** SUPPLIED RECORDS follows **
PR #5514, opened 2026-05-15
feat(payment-gated-subs): add PSP payment cancel dispatcher

ancorcruz:
## Context

The timeout/expiration flow for incomplete payment-gated subscriptions needs to release the open PSP authorization on a best-effort basis. Each supported PSP (Stripe, Adyen, GoCardless) has its own cancel service; we need a single entry point that routes a Payment to the right one without callers needing to know which provider is in play.

 ## Description

Add PaymentProviders::CancelPaymentService — a dispatcher that takes a payment and routes by payment.payment_provider.type:

- PaymentProviders::StripeProvider     -> Stripe::Payments::CancelService
- PaymentProviders::AdyenProvider      -> Adyen::Payments::CancelService
- PaymentProviders::GocardlessProvider -> Gocardless::Payments::CancelService
- Other providers (Cashfree, Flutterwave, MoneyHash): silent no-op with
  an info log. These PSPs do not expose a cancel API; the eventual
** End of SUPPLIED RECORDS **
- WORK TO BE COMPLETED -
Restate the tail of the listing word for word, beginning at the line containing "feat(payment-gated-subs): add PSP".

- SOLUTION TO THE EXERCISE -
feat(payment-gated-subs): add PSP payment cancel dispatcher

ancorcruz:
## Context

The timeout/expiration flow for incomplete payment-gated subscriptions needs to release the open PSP authorization on a best-effort basis. Each supported PSP (Stripe, Adyen, GoCardless) has its own cancel service; we need a single entry point that routes a Payment to the right one without callers needing to know which provider is in play.

 ## Description

Add PaymentProviders::CancelPaymentService — a dispatcher that takes a payment and routes by payment.payment_provider.type:

- PaymentProviders::StripeProvider     -> Stripe::Payments::CancelService
- PaymentProviders::AdyenProvider      -> Adyen::Payments::CancelService
- PaymentProviders::GocardlessProvider -> Gocardless::Payments::CancelService
- Other providers (Cashfree, Flutterwave, MoneyHash): silent no-op with
  an info log. These PSPs do not expose a cancel API; the eventual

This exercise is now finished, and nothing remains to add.